Crate rustlr[][src]

Expand description

rustlr is a parser generator that can create LALR(1) as well as full LR(1) parsers. It is also capable of recognizing operator precedence and associativity declarations that allows the use of some ambiguous grammars. Parsers also have optional access to external state information that allows them to recognize more than just context-free languages. Rustlr implements methods of error recovery similar to those found in other LR generators. For error reporting, however, rustlr parsers can run in training mode, in which, when a parse error is encountered, the human trainer can augment the parser’s state transition table with an appropriate error message. The augmented parser is automatically saved along with a training script that can be used to retrain a new parser after a grammar has been modified. See the RuntimeParser::parse_stdio_train and RuntimeParser::train_from_script functions.

The parser can generate a full LR(1) parser given the ANSI C grammar in approximately 2-4 seconds on contemporary processors.

A detailed tutorial is being prepared that will explain the format of grammars and how to generate and use parsers for several sample languages.

Rustlr should be installed as an executable (cargo install rustlr). Many of the items exported by this crate are only required by the parsers that are generated, and are not intended to be used in other programs. The user needs to provide a grammar and a lexical analyzer that implements the Lexer trait. Only a simple lexer that returns individual characters in a string (charlexer) is provided. The examples in the tutorial use basic_lexer, which was written by the same author but other tokenizers can be easily adopted as well, such as scanlex.

As a simplified, self-contained example of how to use rustlr, given this grammar with file name “brackets.grammar”,

 rustlr brackets.grammar lalr

generates a LALR parser as a rust program. This program includes a ‘make_parser’ function, which can be used as in the included main. The program also contains a ‘load_extras’ function, which can be modified by interactive training to give more helpful error messages other than the generic “unexpected symbol..”.

Another self-contained example is found here.

Re-exports

pub use lexer_interface::*;
pub use generic_absyn::*;
pub use runtime_parser::RuntimeParser;
pub use runtime_parser::RProduction;

Modules

Generic Abstract Syntax Support Module

Rustlr allows the use of any lexical analyzer (tokenizer) that satisfies the Lexer trait. Only a simple charlexer tokenizer that separates non-whitespaces characters is provided as an example.

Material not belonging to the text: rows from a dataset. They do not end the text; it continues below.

PR #896, opened 2023-09-22
feat(Sheet): multiline support for description

atabel:
jira: WEB-1559


src/sheet-root.tsx
```diff
@@ -105,7 +105,8 @@ const showRadioListNativeSheet = ({
     (nativeSheetImplementation as NativeSheetImplementation)({
         title,
         subtitle,
-        description,
+        // TODO: add multiline support to native sheet
+        description: Array.isArray(description) ? description.join('\n') : description,
```
pladaria, line 109: perhaps, you should join with two line breaks, to simulate different paragraphs

pladaria: also note that:

`[].join('\n')` returns empty string, but in this case we probably want to set an `undefined` description.

atabel: I want to do some tests with the native implementation and see what happens with `\n` and `\n\n`

atabel: Tested. It seems to work quite fine with the double `\n\n`:
image

src/__stories__/sheet-story.tsx
```diff
@@ -82,13 +82,20 @@ type SheetArgs = {
...
 type RadioListSheetArgs = SheetArgs & {
     selectedId: string;
 };
 
-export const RadioList: StoryComponent<RadioListSheetArgs> = ({title, subtitle, description, selectedId}) => {
+export const RadioList: StoryComponent<RadioListSheetArgs> = ({
+    title,
+    subtitle,
+    description,
+    multilineDescription,
```
yceballost, line 96: multiParagraph name maybe fit better? 🤔

multilineDescription could be this:
image

yceballost (approved):

Marcosld (approved):

pladaria (approved):

marcoskolodny (approved):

This module implements the parsing routines that uses the state machine generated by rustlr. The main structure here is RuntimeParser. All parsing functions are organized around the RuntimeParser::parse_base function, which implements the basic LR parsing algorithm. This function expects dynamic Lexer and ErrHandler trait-objects. This module provides generic parsing and parser-training routines that use stdio for interface, but the ErrHandler trait allows custom user interfaces to be build separately.

Macros

macro for downcasting LBox<dyn Any> to a concrete type. Must be called from within the semantic actions of grammar productions. Warning: unwrap is called within the macro

similar to lbdown, but also extracts the boxed expression, should use for non-copiable LBoxed values.

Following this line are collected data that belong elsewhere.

PR #1256, opened 2026-06-05
refactor(analytics): track proposal/process views client-side

valentin0h:
The proposal_viewed and process_viewed events fired inside the getProposal/getInstance query procedures, so they re-fired on every prefetch, refetch, and cache invalidation (including when the proposal editor or review summary fetched the same query). Moving them into the view components fires them once per viewed entity and lets the client-side common properties (location/timezone/language) populate.

### DIFF
--- a/packages/analytics/src/utils.ts
+++ b/packages/analytics/src/utils.ts
@@ -1,5 +1,10 @@
 import PostHogClient from '@op/analytics/client';
 
+import {
+  type DecisionCommonProperties,
+  getDecisionCommonProperties,
+} from './client-utils';
+
 const posthog = PostHogClient();
 
 /**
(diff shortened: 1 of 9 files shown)


packages/analytics/src/utils.ts
```diff
@@ -365,7 +353,11 @@ export async function trackProposalLiked(
   await trackEventWithContext(
     userId,
     'proposal_liked',
-    getDecisionCommonProperties(processId, proposalId, additionalProps),
+    getDecisionCommonProperties({
+      decisionInstanceId: processId,
```
scazan, line 357: Love these becoming named params.

scazan (approved):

macro for creating LBox<dyn Any> structures that can encapsulate any type as abstract syntax. Must called from within the semantic actions of a grammar production rule as it calls the RuntimeParser::lb function to insert the lexical line/column/src information into the LBox.

Enums

this enum is only exported because it’s used by the generated parsers. There is no reason to use it in other programs.

Functions

this function is only exported because it’s used by the generated parsers.

this is the only function that can invoke the parser generator externally, without running rustlr (rustlr::main) directly. It expects to find a file of the form grammarname.grammar. The option argument that can currently only be “lr1” or “lalr”. It generates a grammar in a file named grammarnameparser.rs.